Pedro Almodóvar made what he considered one of his most personal films in Volver, in the process offering his star Cruz one of her best roles and an Oscar nomination into the bargain. His common theme of women drawing together in the face of male bad behaviour, and finding those bonds so much more meaningful than those with the men, was well to the fore, so much so that it was tempting to observe that there was little here that you could not have gleaned from previous works from this writer and director. Nevertheless, it was highly praised and welcomed by his fans as one of his most accomplished efforts.
The plot could have been mistaken for soap opera in other, less assured hands, and if you were not as forgiving of the teary sisterhood sentimentality as the Almodóvar aficionados you might find nigh on two hours of glamorous suffering hard to take. Yet it was still in the spirit of, say Douglas Sirk or indeed Anna Magnani movies (as one character watches on television near the end) far more than it was in the manner of Alfred Hitchcock, whose name was invoked when audiences saw the first half hour. This was because that opening quarter involved a dead body and guilt that must be covered up even though the reason the body was dead was down to self defence rather than malice.
What happens is that the teenage Paula has started to be lusted after by her deadbeat father, except he's not her father he's simply Raimunda's husband who married her after she had had her baby. As she says, no way does this justify that he tries to rape the girl, and he ends up dead on the kitchen floor with a carving knife in him for his trouble, something that Almodóvar doesn't have much of a problem with outside of the obvious one: what to do with the body? Going to the police doesn't appear to have crossed Raimunda's mind, as she feels she needs to bear the brunt of her traumatised daughter's conscience, and the corpse ends up locked in the freezer of the restaurant she helps to run. If you think that's all there is to Volver, think again.

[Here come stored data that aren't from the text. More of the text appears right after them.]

PR #3398, opened 2026-09-07
Add token exchange functionality and related configuration

Thushani-Jayasekera:
# Token exchange for the AI Workspace BFF

Trade the user's login token for one minted specifically for the Platform API, so the
credential the BFF sends upstream is audience- and scope-scoped to that one API.

**Off by default.** A deployment that omits the new
`[ai_workspace.auth.oidc.token_exchange]` table behaves exactly as it does today: the
login token is forwarded upstream unchanged. Nothing in this PR changes the behaviour
of an existing config.

---

## Why

Two problems, one cause — the token the BFF forwards was minted for *logging into the
AI Workspace*, not for *calling the Platform API*.

**Some enterprise IDPs cannot mint the platform's `ap:*` scopes.** Microsoft Entra ID
is the documented case: it has no way to register them, and requesting the full set
exceeds its authorize-URL length limit. The existing workaround is
`[auth.authorization] mode = "role"`, where the BFF and the Platform API each load the
*same* `role-to-scope-mapping.yaml` and expand roles locally. That works, but it is one
grant table hand-mirrored across two services, and a drift shows up as a UI offering
actions that then 403.

**No least privilege on the upstream hop.** The forwarded token is the full-privilege
session token, carrying whatever audience the login client happens to have.

An exchange fixes both. The corporate IDP proves *who the user is*; an STS that *can*
mint `ap:*` scopes (WSO2 IS, Asgardeo) issues the token the Platform API actually
authorizes against. Both sides then read scopes off one token, and
`[auth.authorization] mode` can go back to `"scope"` on both — retiring the mirror.

---

## What the flow looks like

```
Browser                BFF                      IDP / STS              Platform API
   │                    │                          │                        │
   │─ login ───────────▶│─ authorization_code ────▶│                        │
   │                    │◀──── login token ────────│                        │
   │                    │                          │                        │
   │                    │─ TOKEN EXCHANGE ────────▶│   ← the new step       │
   │                    │   subject_token=login    │                        │
   │                    │   audience=platform-api  │                        │
   │                    │◀── exchanged token ──────│                        │
   │◀── session cookie ─│   (aud=platform-api,     │                        │
   │                    │    scope=ap:*)           │                        │
   │─ GET /proxy/... ──▶│─ Bearer <exchanged> ─────────────────────────────▶│
```

- The **login token stays the session anchor** — it is what the cookie carries and what
  the session store is keyed by. Only the upstream `Authorization` header changes.
- The **exchanged token is never sent to the browser.**
- The exchange runs **eagerly at login**, so a misconfiguration surfaces as a failed
  login an operator sees rather than a mystery 502 on the SPA's first call, and is
  **cached on the session** and renewed on the proxy path afterwards.

---

## Two grant types, because the IDPs disagree

This shaped the design and is the least obvious part of the PR.

**Entra ID does not implement RFC 8693.** It rejects
`grant_type=urn:ietf:params:oauth:grant-type:token-exchange` outright with
`AADSTS70003`. Its on-behalf-of flow is a *different specification* (RFC 7523), not a
dialect of it:

| | RFC 8693 (`token_exchange`) | Entra OBO (`jwt_bearer`) |
|---|---|---|
| `grant_type` | `…:token-exchange` | `…:jwt-bearer` |
| Subject travels as | `subject_token` + `subject_token_type` | `assertion` + `requested_token_use=on_behalf_of` |
| Target named by | `audience` / `resource` | `scope` (`api://<app-id>/.default`) |
| `issued_token_type` in response | REQUIRED | absent |

Since Entra is *the* IDP the platform documents as unable to mint `ap:*` scopes,
supporting only RFC 8693 would have missed the motivating deployment. So `grant_type`
is a config key with both protocols behind one interface, validated against a closed
set at startup.

The key selects the protocol; the request carries the registered URI either way. Because
that URI is the form an IDP's own documentation shows, it is accepted as an equivalent
spelling of the short name. The set stays closed regardless — a value with no branch
behind it has no implementation, so it fails startup listing every accepted spelling
rather than being forwarded to the IDP as-is.

Confirmed RFC 8693 support (official docs): WSO2 IS / Asgardeo, Okta custom
authorization servers, Keycloak v2 (confidential clients only), PingFederate, PingOne,
Curity, PingAM. **Not** Entra ID.

---

## Configuration

All keys live in `[ai_workspace.auth.oidc.token_exchange]`, a child of the login table.
The minimal WSO2 / Asgardeo case is two keys:

```toml
[ai_workspace.auth.oidc]
# ... authority / client_id / client_secret / redirect_url as usual ...

[ai_workspace.auth.oidc.token_exchange]
enabled  = true
audience = "platform-api"
```

`client_id`, `client_secret` and `scope` fall back to the login client's, and
`token_endpoint` to the one discovered from `authority` — set them only when the
exchange differs from login.

### Why a child table rather than more keys on `[auth.oidc]`

The two calls are genuinely two OAuth clients. Login posts `grant_type=authorization_code`
with the login `client_id`; the exchange posts `grant_type=…:token-exchange` with a
`client_id` an STS commonly registers separately. A table expresses that. It is a
*child* of `[auth.oidc]` rather than a sibling because both calls go to the same issuer
and four keys inherit from the parent, which is what keeps the common single-application
deployment down to two lines.

Full per-key operator documentation is in `configs/config-template.toml`; the design
notes are in `bff/TOKEN_EXCHANGE.md`.

### Platform API side

**No code change needed.** Its IDP authenticator already validates issuer and audience
when configured, so two values must agree:

```toml
[platform_api.auth.idp]
issuer   = ["https://iam.example.com/oauth2/token"]   # who issued the EXCHANGED token
audience = ["platform-api"]                            # must match the exchange audience
```

A mismatch 401s every request and looks like a broken exchange when the fault is
upstream — the single most likely misconfiguration, called out in the docs.

---

## Security properties

These are deliberate, not incidental.

- **Fail-closed, with no fallback.** No path returns the unexchanged subject token. A
  failed exchange fails the request; forwarding the login token instead would reach the
  Platform API with the wrong audience and, on a role-mode IDP, no platform
  authorization at all. A misconfiguration takes the UI down rather than silently
  downgrading it, and is validated at startup wherever it can be.
- **Rejection vs. unavailability are distinguished, and transients are retried.** An
  IDP *rejection* destroys the session and returns 401 — it can never produce an
  upstream token. An *unavailable* IDP keeps the session and returns 502, since logging
  the user out over a transient blip would be self-inflicted. Neither response carries
  the IDP's reason: whether the subject or the target was refused maps out the
  deployment's trust configuration. The split cannot be made on the status code alone —
  Asgardeo answers `invalid_grant` (a 4xx) when *its own* fetch of the trusted issuer's
  JWKS fails, which is a fault that clears by itself. That case, and `408`/`429`, are
  classified as unavailable, and the exchange retries up to three times within the
  existing 15s budget before giving up.
- **The exchange never follows a redirect.** Its POST body carries the client secret and
  the subject token, and Go replays a POST body on `307`/`308` — so a redirect would hand
  both to whatever host the response names. The exchanger uses a copy of the shared
  client with `CheckRedirect` disabled, leaving that client's SSRF-guarded transport
  intact (`ssrf-prevention.md` directive 2).
- **`token_endpoint` must be HTTPS.** The same body makes plaintext a credential
  disclosure, so a non-loopback `http://` endpoint now fails startup rather than emitting
  a warning. Loopback stays permitted — the request never reaches a network there.
- **No credential reaches a log or an error string.** The subject token, the exchanged
  token, and the client secret are never logged on any path, and
  `TestExchangeErrorsDoNotContainTokens` asserts no error value carries one — errors
  propagate outward, so they are the easiest way for a token to end up in someone's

Remember all that business with Raimunda's parents dying in the fire and Augustina's mother disappearing around the same point? Well, that all comes back to haunt her too, as it turns out when Aunt Paula passes away, she was telling the truth about Raimunda's mother staying with her. She is still alive, not that she wants her daughters to know, but comes to Sole one day as the funeral is taking place and makes peace with her, not quite making it clear she's not a ghost, although the film plays around with these kind of expectations with a refreshing lightness of touch. How to break the news to her other child, that's the question, and the whole issue of how much of a burden it is to be a woman - there's barely two significant males in the cast, and one of those is the dodgy husband, is laid on pretty thick. If this gets too much, then there are some very funny moments to enjoy, and the cast is all round excellent, especially the resilient Cruz, so why does it feel oddly slight? Music by Alberto Iglesias.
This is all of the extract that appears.